# New C-9 And C-6



## Rebel Soldier (10 Sep 2005)

Ive tested these out and they seem pretty low compared to the usuall C-7 And C-12 

Id Like to hear your point of views


----------



## CBH99 (10 Sep 2005)

Hey, not to be too blunt - but...what the fuck are you talking about?  C7 and C12?  How do they compare to the new C6 and C9?  Explain buddy.


----------



## Fusaki (10 Sep 2005)

I've got a feeling this thread won't last too long...


----------



## PPCLI MCpl (10 Sep 2005)

One round bedding in...


----------



## Jungle (10 Sep 2005)

Rebel Soldier said:
			
		

> Ive tested these out and they seem pretty low compared to the usuall C-7 And C-12
> 
> Id Like to hear your point of views


Rebel Soldier, welcome to Army.ca. Judging from this post, you have very little experience with the Army. I suggest you update your profile to reflect reality: i doubt you are a MWO. I suspect you are in Cadets, which is fine, but put it in your profile and/or sig line so everyone sees it.
Now dress up that question so we know exactly what you want to know.


----------



## ArmyRick (10 Sep 2005)

Hey rebelsoldier, your busted cadet. SUM UP !!!


----------



## paracowboy (11 Sep 2005)

What? You guys weren't issued the C-12? It's two C-6's stacked one on the other. A C-24 is a quad-gun. Where you guys been?


----------



## GO!!! (11 Sep 2005)

I hear it's only issued to the really checked out cadets that go on the assaulter course - surely you guys have heard of the JTF - Junior Task Force .2....


----------



## FormerHorseGuard (11 Sep 2005)

"Ive tested these out and they seem pretty low compared to the usuall C-7 And C-12

Id Like to hear your point of views"

i tested a c-24 once, drank 12 of them and c 12 left

found a c-12 aircraft   http://www.fas.org/man/dod-101/sys/ac/c-12.htm

c-7 i do remember, i found it kind of low too,  it was short when standing in line with the  c1 
after doing some google search i did find a cf 7 http://www.toltecimages.com/trains/2651.jpg
but i think sometimes the guys get in after a few too many glasses of something and they just go out to to pull some body's chain here


----------



## KevinB (11 Sep 2005)

C12 is a CADET bolt action rifle...

Jungle took care of the rest...


----------



## paracowboy (11 Sep 2005)

stop covering up Kev! This isn't ultra-top secret anymore. 
If you guys are really good, I'll put up a picture of the C-144!


----------



## KevinB (11 Sep 2005)

Sorry I missed that memo, was it in an email?

  ;D


----------



## jmackenzie_15 (11 Sep 2005)

paracowboy said:
			
		

> What? You guys weren't issued the C-12? It's two C-6's stacked one on the other. A C-24 is a quad-gun. Where you guys been?



LOL


----------



## DannyBoy (11 Sep 2005)

> What? You guys weren't issued the C-12? It's two C-6's stacked one on the other. A C-24 is a quad-gun. Where you guys been?








Oh yeah that thing! ;D


----------



## NATO Boy (12 Sep 2005)

paracowboy said:
			
		

> What? You guys weren't issued the C-12? It's two C-6's stacked one on the other. A C-24 is a quad-gun. Where you guys been?

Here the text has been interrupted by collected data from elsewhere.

Issue #13680, opened 2019-02-14
support of pnpm when installing a new app


kkoo95:
# 🚀 Feature request

### Command

```
- [x] new
- [x] build
- [x] serve
- [ ] test
- [ ] e2e
- [ ] generate
- [ ] add
- [ ] update
- [ ] lint
- [ ] xi18n
- [ ] run
- [ ] config
- [ ] help
- [ ] version
- [ ] doc
```

### Description
a new app or library generated with CLI 7.3.1 but installed with pnpm doesn't compile.
```
$ ng new test-pnpm --skip-install
$ cd test-pnpm
$ pnpm i
$ ng serve
```
result: 
```
** Angular Live Development Server is listening on localhost:4200, open your browser on http://localhost:4200/ **

Date: 2019-02-14T21:12:54.636Z
Hash: e8745ed29e7097ee7e23
Time: 15155ms
chunk {es2015-polyfills} es2015-polyfills.js, es2015-polyfills.js.map (es2015-polyfills) 368 kB [initial] [rendered]
chunk {main} main.js, main.js.map (main) 9.35 kB [initial] [rendered]
chunk {polyfills} polyfills.js, polyfills.js.map (polyfills) 262 kB [initial] [rendered]
chunk {runtime} runtime.js, runtime.js.map (runtime) 6.08 kB [entry] [rendered]
chunk {styles} styles.js, styles.js.map (styles) 514 bytes [initial] [rendered]
chunk {vendor} vendor.js, vendor.js.map (vendor) 3.56 MB [initial] [rendered]

ERROR in (webpack)/hot/emitter.js
Module not found: Error: Can't resolve 'events' in 'D:\dev\clones\test-pnpm\node_modules\.registry.npmjs.org\webpack\4.29.0\webpack@                                                  4.29.0\node_modules\webpack\hot'
ERROR in ./src/app/app.component.ts
Module not found: Error: Can't resolve 'postcss-loader' in 'D:\dev\clones\test-pnpm'
ERROR in ./src/app/app.component.ts
Module not found: Error: Can't resolve 'raw-loader' in 'D:\dev\clones\test-pnpm'
ERROR in multi ./src/styles.css
Module not found: Error: Can't resolve 'style-loader' in 'D:\dev\clones\test-pnpm'
i ｢wdm｣: Failed to compile.
```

Of course...I've heard of it. You get it issued on QL4 Underwater Knife-Fighting.  :


----------



## grayman (12 Sep 2005)

just wondering if I can pick up a box of gridlines with my C-12


----------



## Kat Stevens (12 Sep 2005)

Don't forget your 50' of shoreline from the Hereford boathouse.


----------



## MikeM (12 Sep 2005)

Just make sure you don't trip on the contour lines on the way there. ;D


----------



## boehm (12 Sep 2005)

> just wondering if I can pick up a box of gridlines with my C-12



Of course you can, I even got an antenna sharpener with my C-12! And you really do have to watch those contour lines, I twisted my ankle really bad on them! ;D


----------



## ArmyRick (12 Sep 2005)

Are you blind? Why do you think they make grid lines bright blue in the first place? Its so you can see them on the ground and on the map! Now contour lines are a bit trickier because of their funny color to sopt on the ground.....


----------



## GO!!! (12 Sep 2005)

Shame on all of you for mocking this fine young cadet.

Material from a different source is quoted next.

PR #13691, opened 2019-02-17
feat(@schematics/angular): Update rxjs to 6.4.0

kyliau:
6.4.0 is needed so that Bazel does not have to build rxjs from source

It is common knowledge here in the EliteNinjaSniperBlackSpecOps community that the C12 and C24 are only issued on successful completion of your Free Fall SCUBA Sniper Course, and I know this to be true because ********** PM'd me and told me that her husband's "sea wife" told him while they were grooming each other's moustaches.

Jerks - sheesh :

Mod edit - C'mon GO! you know that's not kosher.


----------



## KevinB (12 Sep 2005)

;D


----------



## George Wallace (12 Sep 2005)

I was just wondering if you guys could give me a little bit of help.   I have to craft some ornaments for gifts, and I was wonder whether I should use that C-4 stuff or would the DM-12 be better.   C-4 gives a nice smooth look to it, but is a little brittle in the cold.   The DM-12 is easy to mold into cute little critters, but I always get a headache.   I suppose, as they are not going to be in a cold climate, the C-4 might be the best.   Which do you think will give me the best bang for my buck?


----------



## Fishbone Jones (12 Sep 2005)

Tsk. Rookies. Keep a piece in your pocket and the headaches will go away. :


----------



## George Wallace (12 Sep 2005)

But then the girls will talk..........oh!  OKay!   8)


----------



## Burrows (12 Sep 2005)

Locked.

Rebel Soldier.

Make yourself familliar with the search button and actually READ the conduct guidelines.

Don't fill the forums with your current trash.  You are NOT hardcore, nor do you have any mil exp. All you look like is a ninjaweenie.


----------